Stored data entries
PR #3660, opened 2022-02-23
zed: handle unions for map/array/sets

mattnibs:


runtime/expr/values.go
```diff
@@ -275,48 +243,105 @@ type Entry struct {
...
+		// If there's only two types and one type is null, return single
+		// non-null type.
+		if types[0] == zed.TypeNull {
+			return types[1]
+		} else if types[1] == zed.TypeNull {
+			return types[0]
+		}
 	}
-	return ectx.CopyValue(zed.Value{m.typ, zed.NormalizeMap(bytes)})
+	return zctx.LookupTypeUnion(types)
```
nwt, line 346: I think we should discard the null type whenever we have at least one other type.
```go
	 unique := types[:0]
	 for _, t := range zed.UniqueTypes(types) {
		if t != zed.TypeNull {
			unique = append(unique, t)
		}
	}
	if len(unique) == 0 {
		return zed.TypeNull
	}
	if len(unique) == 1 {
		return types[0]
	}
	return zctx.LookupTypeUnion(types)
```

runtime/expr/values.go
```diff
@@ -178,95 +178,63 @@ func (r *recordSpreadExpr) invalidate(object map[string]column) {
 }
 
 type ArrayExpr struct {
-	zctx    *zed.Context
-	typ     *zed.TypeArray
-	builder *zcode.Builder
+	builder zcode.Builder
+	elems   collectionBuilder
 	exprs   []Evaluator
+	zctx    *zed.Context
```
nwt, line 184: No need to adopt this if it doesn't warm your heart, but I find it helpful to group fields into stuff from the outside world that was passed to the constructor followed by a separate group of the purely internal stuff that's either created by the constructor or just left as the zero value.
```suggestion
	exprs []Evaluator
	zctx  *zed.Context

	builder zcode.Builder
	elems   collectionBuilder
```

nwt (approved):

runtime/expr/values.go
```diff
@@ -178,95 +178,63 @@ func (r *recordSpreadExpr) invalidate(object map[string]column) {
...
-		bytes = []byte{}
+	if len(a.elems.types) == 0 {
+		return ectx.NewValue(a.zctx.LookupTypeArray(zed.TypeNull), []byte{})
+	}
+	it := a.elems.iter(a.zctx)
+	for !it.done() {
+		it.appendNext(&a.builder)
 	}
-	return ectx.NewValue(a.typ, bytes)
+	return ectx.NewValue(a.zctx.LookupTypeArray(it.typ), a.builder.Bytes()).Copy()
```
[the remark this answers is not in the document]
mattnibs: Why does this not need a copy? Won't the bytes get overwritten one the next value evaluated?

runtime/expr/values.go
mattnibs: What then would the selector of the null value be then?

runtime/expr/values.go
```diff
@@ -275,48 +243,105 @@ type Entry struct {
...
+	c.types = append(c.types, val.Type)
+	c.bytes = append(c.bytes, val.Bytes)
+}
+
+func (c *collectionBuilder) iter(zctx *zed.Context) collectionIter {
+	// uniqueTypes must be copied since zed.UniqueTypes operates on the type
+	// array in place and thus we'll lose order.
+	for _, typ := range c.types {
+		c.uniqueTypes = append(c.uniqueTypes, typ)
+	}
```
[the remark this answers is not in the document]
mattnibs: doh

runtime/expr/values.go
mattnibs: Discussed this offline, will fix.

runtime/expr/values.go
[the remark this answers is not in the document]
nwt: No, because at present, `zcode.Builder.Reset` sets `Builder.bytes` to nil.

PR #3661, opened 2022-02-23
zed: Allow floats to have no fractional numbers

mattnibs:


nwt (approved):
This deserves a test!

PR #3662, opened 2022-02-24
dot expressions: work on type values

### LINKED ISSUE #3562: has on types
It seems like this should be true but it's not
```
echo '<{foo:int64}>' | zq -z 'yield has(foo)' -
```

**Task to complete**
The lines needed are those in the data above that hold the string "opened"; copy each of them.

**Solution**
PR #3660, opened 2022-02-23
PR #3661, opened 2022-02-23
PR #3662, opened 2022-02-24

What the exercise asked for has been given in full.